== Activity ==
Among the entries below, take the line with "Reuse inactive publisher" and the line with "In short, we", and output them and every line between them exactly, with nothing else.

== Source data ==
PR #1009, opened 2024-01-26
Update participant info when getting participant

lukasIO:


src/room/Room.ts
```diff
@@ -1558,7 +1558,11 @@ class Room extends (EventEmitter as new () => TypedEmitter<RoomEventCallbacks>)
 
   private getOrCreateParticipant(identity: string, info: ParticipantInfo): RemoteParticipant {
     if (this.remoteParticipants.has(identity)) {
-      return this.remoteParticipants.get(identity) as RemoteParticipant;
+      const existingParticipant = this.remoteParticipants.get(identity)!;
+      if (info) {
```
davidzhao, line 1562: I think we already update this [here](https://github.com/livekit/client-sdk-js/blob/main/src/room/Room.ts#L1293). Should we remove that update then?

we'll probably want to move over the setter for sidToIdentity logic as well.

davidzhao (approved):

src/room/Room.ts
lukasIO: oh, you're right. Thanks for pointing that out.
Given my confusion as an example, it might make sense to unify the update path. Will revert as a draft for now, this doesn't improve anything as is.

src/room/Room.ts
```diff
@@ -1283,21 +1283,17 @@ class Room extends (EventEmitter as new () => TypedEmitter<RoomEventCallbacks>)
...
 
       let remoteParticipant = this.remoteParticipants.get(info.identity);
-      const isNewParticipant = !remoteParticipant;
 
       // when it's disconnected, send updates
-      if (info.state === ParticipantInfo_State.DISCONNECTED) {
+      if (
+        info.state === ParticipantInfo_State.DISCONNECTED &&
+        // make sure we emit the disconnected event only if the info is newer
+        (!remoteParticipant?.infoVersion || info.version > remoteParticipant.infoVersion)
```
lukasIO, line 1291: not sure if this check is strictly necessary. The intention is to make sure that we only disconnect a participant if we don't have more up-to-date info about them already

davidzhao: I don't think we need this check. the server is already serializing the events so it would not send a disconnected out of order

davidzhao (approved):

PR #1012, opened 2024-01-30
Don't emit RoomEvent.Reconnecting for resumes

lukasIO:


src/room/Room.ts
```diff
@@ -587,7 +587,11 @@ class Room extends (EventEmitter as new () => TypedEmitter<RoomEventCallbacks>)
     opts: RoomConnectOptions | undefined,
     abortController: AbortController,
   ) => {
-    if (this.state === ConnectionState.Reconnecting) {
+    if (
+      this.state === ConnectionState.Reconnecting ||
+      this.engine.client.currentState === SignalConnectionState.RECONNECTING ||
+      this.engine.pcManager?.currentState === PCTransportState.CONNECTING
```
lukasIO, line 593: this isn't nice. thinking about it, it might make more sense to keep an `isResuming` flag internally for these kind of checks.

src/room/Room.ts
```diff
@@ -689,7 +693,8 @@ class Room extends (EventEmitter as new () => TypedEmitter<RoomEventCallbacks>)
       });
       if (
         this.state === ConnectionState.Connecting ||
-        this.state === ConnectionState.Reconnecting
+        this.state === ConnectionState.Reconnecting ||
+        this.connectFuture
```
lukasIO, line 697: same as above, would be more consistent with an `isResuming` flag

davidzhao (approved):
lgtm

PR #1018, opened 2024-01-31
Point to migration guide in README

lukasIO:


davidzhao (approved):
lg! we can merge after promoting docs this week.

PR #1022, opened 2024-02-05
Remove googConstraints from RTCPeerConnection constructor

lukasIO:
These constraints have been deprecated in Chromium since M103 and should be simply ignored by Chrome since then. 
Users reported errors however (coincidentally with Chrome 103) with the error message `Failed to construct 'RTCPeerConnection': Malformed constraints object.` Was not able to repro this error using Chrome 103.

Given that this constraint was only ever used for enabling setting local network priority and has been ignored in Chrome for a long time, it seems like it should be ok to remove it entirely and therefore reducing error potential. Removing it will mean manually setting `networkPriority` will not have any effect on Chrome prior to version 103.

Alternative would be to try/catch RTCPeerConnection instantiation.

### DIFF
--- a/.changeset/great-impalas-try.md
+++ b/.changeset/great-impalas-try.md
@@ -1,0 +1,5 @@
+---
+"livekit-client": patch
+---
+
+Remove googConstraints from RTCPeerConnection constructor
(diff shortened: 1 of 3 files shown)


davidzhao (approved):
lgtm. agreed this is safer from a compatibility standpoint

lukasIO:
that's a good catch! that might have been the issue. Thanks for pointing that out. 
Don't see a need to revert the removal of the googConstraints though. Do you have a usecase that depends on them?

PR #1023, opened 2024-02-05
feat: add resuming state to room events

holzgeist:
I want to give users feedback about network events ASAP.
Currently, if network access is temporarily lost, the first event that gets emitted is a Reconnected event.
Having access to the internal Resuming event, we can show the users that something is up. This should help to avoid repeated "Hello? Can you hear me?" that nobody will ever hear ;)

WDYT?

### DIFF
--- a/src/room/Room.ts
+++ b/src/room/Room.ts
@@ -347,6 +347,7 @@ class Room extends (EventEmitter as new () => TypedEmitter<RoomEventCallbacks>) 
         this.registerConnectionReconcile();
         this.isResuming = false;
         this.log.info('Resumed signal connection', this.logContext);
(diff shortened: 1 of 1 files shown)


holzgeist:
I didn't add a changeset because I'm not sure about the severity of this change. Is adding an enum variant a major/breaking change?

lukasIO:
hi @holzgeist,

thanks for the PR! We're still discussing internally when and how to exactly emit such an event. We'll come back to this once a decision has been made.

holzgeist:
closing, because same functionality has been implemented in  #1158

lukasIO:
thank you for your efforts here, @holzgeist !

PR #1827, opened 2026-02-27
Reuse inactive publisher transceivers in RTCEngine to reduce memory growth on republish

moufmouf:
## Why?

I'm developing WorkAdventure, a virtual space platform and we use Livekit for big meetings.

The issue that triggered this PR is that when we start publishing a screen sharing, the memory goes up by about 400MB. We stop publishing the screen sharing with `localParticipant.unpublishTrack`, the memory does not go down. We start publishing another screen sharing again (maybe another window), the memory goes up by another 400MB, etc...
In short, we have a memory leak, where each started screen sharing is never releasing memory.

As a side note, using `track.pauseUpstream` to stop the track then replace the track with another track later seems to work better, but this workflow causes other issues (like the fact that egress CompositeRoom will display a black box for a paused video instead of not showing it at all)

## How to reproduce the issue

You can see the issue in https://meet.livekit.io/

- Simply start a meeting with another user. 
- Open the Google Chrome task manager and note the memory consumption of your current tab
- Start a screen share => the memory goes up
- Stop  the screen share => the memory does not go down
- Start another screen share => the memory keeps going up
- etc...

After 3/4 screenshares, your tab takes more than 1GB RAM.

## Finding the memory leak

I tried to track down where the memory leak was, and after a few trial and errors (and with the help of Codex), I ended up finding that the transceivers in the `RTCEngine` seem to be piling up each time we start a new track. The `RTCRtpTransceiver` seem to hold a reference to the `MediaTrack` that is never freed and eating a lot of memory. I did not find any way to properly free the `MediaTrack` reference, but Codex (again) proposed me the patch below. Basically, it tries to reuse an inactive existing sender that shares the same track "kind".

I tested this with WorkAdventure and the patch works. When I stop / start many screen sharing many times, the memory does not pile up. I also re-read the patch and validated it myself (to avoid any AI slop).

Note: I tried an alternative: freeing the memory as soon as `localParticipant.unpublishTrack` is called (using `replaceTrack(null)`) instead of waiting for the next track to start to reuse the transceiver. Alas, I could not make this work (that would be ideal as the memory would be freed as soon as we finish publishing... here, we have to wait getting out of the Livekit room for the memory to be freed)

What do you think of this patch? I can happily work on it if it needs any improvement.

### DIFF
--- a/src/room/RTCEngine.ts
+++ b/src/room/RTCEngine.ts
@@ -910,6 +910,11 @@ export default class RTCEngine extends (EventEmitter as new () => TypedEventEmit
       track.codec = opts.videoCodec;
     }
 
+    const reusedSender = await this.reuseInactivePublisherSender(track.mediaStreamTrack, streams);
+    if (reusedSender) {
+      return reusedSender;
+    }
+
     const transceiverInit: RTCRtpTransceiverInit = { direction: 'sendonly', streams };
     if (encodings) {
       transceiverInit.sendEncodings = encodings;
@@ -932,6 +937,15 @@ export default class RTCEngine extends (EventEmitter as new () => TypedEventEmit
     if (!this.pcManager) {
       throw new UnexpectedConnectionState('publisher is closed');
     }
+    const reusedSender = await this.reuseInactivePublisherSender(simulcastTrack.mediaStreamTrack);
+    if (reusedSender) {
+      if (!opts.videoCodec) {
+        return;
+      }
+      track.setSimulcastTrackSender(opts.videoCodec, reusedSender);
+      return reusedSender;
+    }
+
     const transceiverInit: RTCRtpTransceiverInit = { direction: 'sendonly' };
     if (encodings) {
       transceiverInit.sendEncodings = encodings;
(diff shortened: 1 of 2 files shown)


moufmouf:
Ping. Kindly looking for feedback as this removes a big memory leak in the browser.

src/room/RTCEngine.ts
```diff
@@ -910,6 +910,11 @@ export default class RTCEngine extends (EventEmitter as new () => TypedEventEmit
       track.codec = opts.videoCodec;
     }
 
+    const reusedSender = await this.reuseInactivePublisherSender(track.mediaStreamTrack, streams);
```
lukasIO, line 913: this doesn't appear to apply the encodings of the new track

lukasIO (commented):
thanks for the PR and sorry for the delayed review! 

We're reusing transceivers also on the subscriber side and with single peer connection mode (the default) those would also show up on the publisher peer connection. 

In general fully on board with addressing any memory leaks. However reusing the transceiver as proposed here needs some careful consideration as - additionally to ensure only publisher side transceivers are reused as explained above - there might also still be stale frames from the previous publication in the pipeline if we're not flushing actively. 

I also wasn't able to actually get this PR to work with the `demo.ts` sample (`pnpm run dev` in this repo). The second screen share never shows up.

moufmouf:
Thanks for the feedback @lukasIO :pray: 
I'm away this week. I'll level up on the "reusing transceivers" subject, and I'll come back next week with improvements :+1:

== Your solution ==
Reuse inactive publisher transceivers in RTCEngine to reduce memory growth on republish

moufmouf:
## Why?

I'm developing WorkAdventure, a virtual space platform and we use Livekit for big meetings.

The issue that triggered this PR is that when we start publishing a screen sharing, the memory goes up by about 400MB. We stop publishing the screen sharing with `localParticipant.unpublishTrack`, the memory does not go down. We start publishing another screen sharing again (maybe another window), the memory goes up by another 400MB, etc...
In short, we have a memory leak, where each started screen sharing is never releasing memory.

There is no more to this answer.